→ WHAT YOU HAVE TO DO:
Word for word, restate all of the records.

→ INFORMATION GIVEN:
PR #1301, opened 2024-07-12
use monkeypatch in tweakreg tests to prevent global setting change that causes other tests to fail

braingram:
2 tests in tweakreg change the global "ALIGN_TO_ABS_REFCAT" flag. This can cause later tests run in the same process to fail when those tests expect absolute alignment to occur.
Here's an example run (using romancal main) with 1 of the offending tests and 1 dependent test showing the failure (tweakreg skip) caused by the global change:
https://github.com/spacetelescope/RegressionTests/actions/runs/9911986940

This PR uses `monkeypatch` to avoid changing the global state.

Here is a similar run as above (the 2 tests) with this PR:
https://github.com/spacetelescope/RegressionTests/actions/runs/9912169607
and a full regtest (with this PR) run with no errors:
https://github.com/spacetelescope/RegressionTests/actions/runs/9912060014

**Checklist**
- [ ] updated relevant tests
- [ ] added relevant label(s)

### DIFF
--- a/romancal/tweakreg/tests/test_tweakreg.py
+++ b/romancal/tweakreg/tests/test_tweakreg.py
@@ -1038,7 +1038,7 @@ def test_fit_results_in_meta(tmp_path, base_image):
     ]
 
 
-def test_tweakreg_returns_skipped_for_one_file(tmp_path, base_image):
+def test_tweakreg_returns_skipped_for_one_file(tmp_path, base_image, monkeypatch):
     """
     Test that TweakRegStep assigns meta.cal_step.tweakreg to "SKIPPED"
     when one image is provided but no alignment to a reference catalog is desired.
@@ -1047,7 +1047,7 @@ def test_tweakreg_returns_skipped_for_one_file(tmp_path, base_image):
     add_tweakreg_catalog_attribute(tmp_path, img)
 
     # disable alignment to absolute reference catalog
-    trs.ALIGN_TO_ABS_REFCAT = False
+    monkeypatch.setattr(trs, "ALIGN_TO_ABS_REFCAT", False)
     res = trs.TweakRegStep.call([img])
 
     assert all(x.meta.cal_step.tweakreg == "SKIPPED" for x in res)
@@ -1081,7 +1081,7 @@ def test_tweakreg_handles_multiple_groups(tmp_path, base_image):
     )
 
 
-def test_tweakreg_multiple_groups_valueerror(tmp_path, base_image):
+def test_tweakreg_multiple_groups_valueerror(tmp_path, base_image, monkeypatch):
     """
     Test that TweakRegStep throws an error when too few input images or
     groups of images with non-empty catalogs is provided.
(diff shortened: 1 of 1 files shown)


ddavis-stsci:
Why do we need a monkeypatch here. 
I thought that the test was to see if tweakreg will be skipped if the proper catalog for absolute alignment is not provided. Doesn't setting `ALIGN_TO_ABS_REFCAT = False` just skip the alignment no matter what?

braingram:
`ALIGN_TO_ABS_REFCAT` is a global flag in tweakreg:
https://github.com/spacetelescope/romancal/blob/459e8e345bbb1ba6bfd76d0d8a90f2058089791e/romancal/tweakreg/tweakreg_step.py#L42

monkeypatching is required here as there are tests that change but then do not reset this flag. These tests turn off absolute alignment so any test run in the same process after these tests will also have absolute alignment disabled. By monkeypatching the absolute alignment disabling will be temporary only for the test that is using the monkeypatch.

braingram:
I should clarify that this is what's causing the random regression test failures where tweakreg is randomly skipped for `test_level2_image_processing_pipeline` for some runs. The linked runs in the description show a minimal reproducer and fix for the issue.

ddavis-stsci:
My point is that the test should not be setting this flag. 
As written it appears the test only verifies that tweakreg is skipped for the absolute alignment if told to do so. 
The test should verify that if `ALIGN_TO_ABS_REFCAT = True` and the proper catalogs are not available then tweakreg will skip the absolute alignment without resetting the variable.

Tweakreg should never be randomly skipped. The regression tests should be deterministic. If they are not there is another bug we should look for.

braingram:
This PR makes no change to the test logic. It only fixes the non-deterministic nature of the regtests (as seen in the runs linked in the description).

mairanteodoro:
I think `TweakRegStep` needs to be update.
I don't think we need to set `ALIGN_TO_ABS_REFCAT` anymore. For Roman, we always align to an absolute reference catalog (either provided by the user or using the default catalog).

For now, to have the unit tests that force `TweakRegStep` to be skipped working properly, we have two options:
- use the `Step.run()` method instead of `.call()`;
- use monkeypatch, as suggested by @braingram in this PR.

I think the easiest option is the monkeypatch.

mairanteodoro (commented):
Looks good to me. Thanks for the fix @braingram!

braingram:
Thanks! I opened an issue to track the removal of the global flag:
https://github.com/spacetelescope/romancal/issues/1306

ddavis-stsci:
I chatted with @schlafly and @mairanteodoro and we agree the best fix for this issue is to remove these two tests from the unit tests for now. Can you remove these?

braingram:
I'm closing this PR because a different fix is requested. I don't at the moment have time to redo this work. The issue #1306 can track the work for whoever takes it on.

mairanteodoro:
> I'm closing this PR because a different fix is requested. I don't at the moment have time to redo this work. The issue #1306 can track the work for whoever takes it on.

Thanks for pointing this out, @braingram!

→ WORKED SOLUTION:
PR #1301, opened 2024-07-12
use monkeypatch in tweakreg tests to prevent global setting change that causes other tests to fail

braingram:
2 tests in tweakreg change the global "ALIGN_TO_ABS_REFCAT" flag. This can cause later tests run in the same process to fail when those tests expect absolute alignment to occur.
Here's an example run (using romancal main) with 1 of the offending tests and 1 dependent test showing the failure (tweakreg skip) caused by the global change:
https://github.com/spacetelescope/RegressionTests/actions/runs/9911986940

This PR uses `monkeypatch` to avoid changing the global state.

Here is a similar run as above (the 2 tests) with this PR:
https://github.com/spacetelescope/RegressionTests/actions/runs/9912169607
and a full regtest (with this PR) run with no errors:
https://github.com/spacetelescope/RegressionTests/actions/runs/9912060014

**Checklist**
- [ ] updated relevant tests
- [ ] added relevant label(s)

### DIFF
--- a/romancal/tweakreg/tests/test_tweakreg.py
+++ b/romancal/tweakreg/tests/test_tweakreg.py
@@ -1038,7 +1038,7 @@ def test_fit_results_in_meta(tmp_path, base_image):
     ]
 
 
-def test_tweakreg_returns_skipped_for_one_file(tmp_path, base_image):
+def test_tweakreg_returns_skipped_for_one_file(tmp_path, base_image, monkeypatch):
     """
     Test that TweakRegStep assigns meta.cal_step.tweakreg to "SKIPPED"
     when one image is provided but no alignment to a reference catalog is desired.
@@ -1047,7 +1047,7 @@ def test_tweakreg_returns_skipped_for_one_file(tmp_path, base_image):
     add_tweakreg_catalog_attribute(tmp_path, img)
 
     # disable alignment to absolute reference catalog
-    trs.ALIGN_TO_ABS_REFCAT = False
+    monkeypatch.setattr(trs, "ALIGN_TO_ABS_REFCAT", False)
     res = trs.TweakRegStep.call([img])
 
     assert all(x.meta.cal_step.tweakreg == "SKIPPED" for x in res)
@@ -1081,7 +1081,7 @@ def test_tweakreg_handles_multiple_groups(tmp_path, base_image):
     )
 
 
-def test_tweakreg_multiple_groups_valueerror(tmp_path, base_image):
+def test_tweakreg_multiple_groups_valueerror(tmp_path, base_image, monkeypatch):
     """
     Test that TweakRegStep throws an error when too few input images or
     groups of images with non-empty catalogs is provided.
(diff shortened: 1 of 1 files shown)


ddavis-stsci:
Why do we need a monkeypatch here. 
I thought that the test was to see if tweakreg will be skipped if the proper catalog for absolute alignment is not provided. Doesn't setting `ALIGN_TO_ABS_REFCAT = False` just skip the alignment no matter what?

braingram:
`ALIGN_TO_ABS_REFCAT` is a global flag in tweakreg:
https://github.com/spacetelescope/romancal/blob/459e8e345bbb1ba6bfd76d0d8a90f2058089791e/romancal/tweakreg/tweakreg_step.py#L42

monkeypatching is required here as there are tests that change but then do not reset this flag. These tests turn off absolute alignment so any test run in the same process after these tests will also have absolute alignment disabled. By monkeypatching the absolute alignment disabling will be temporary only for the test that is using the monkeypatch.

braingram:
I should clarify that this is what's causing the random regression test failures where tweakreg is randomly skipped for `test_level2_image_processing_pipeline` for some runs. The linked runs in the description show a minimal reproducer and fix for the issue.

ddavis-stsci:
My point is that the test should not be setting this flag. 
As written it appears the test only verifies that tweakreg is skipped for the absolute alignment if told to do so. 
The test should verify that if `ALIGN_TO_ABS_REFCAT = True` and the proper catalogs are not available then tweakreg will skip the absolute alignment without resetting the variable.

Tweakreg should never be randomly skipped. The regression tests should be deterministic. If they are not there is another bug we should look for.

braingram:
This PR makes no change to the test logic. It only fixes the non-deterministic nature of the regtests (as seen in the runs linked in the description).

mairanteodoro:
I think `TweakRegStep` needs to be update.
I don't think we need to set `ALIGN_TO_ABS_REFCAT` anymore. For Roman, we always align to an absolute reference catalog (either provided by the user or using the default catalog).

For now, to have the unit tests that force `TweakRegStep` to be skipped working properly, we have two options:
- use the `Step.run()` method instead of `.call()`;
- use monkeypatch, as suggested by @braingram in this PR.

I think the easiest option is the monkeypatch.

mairanteodoro (commented):
Looks good to me. Thanks for the fix @braingram!

braingram:
Thanks! I opened an issue to track the removal of the global flag:
https://github.com/spacetelescope/romancal/issues/1306

ddavis-stsci:
I chatted with @schlafly and @mairanteodoro and we agree the best fix for this issue is to remove these two tests from the unit tests for now. Can you remove these?

braingram:
I'm closing this PR because a different fix is requested. I don't at the moment have time to redo this work. The issue #1306 can track the work for whoever takes it on.

mairanteodoro:
> I'm closing this PR because a different fix is requested. I don't at the moment have time to redo this work. The issue #1306 can track the work for whoever takes it on.

Thanks for pointing this out, @braingram!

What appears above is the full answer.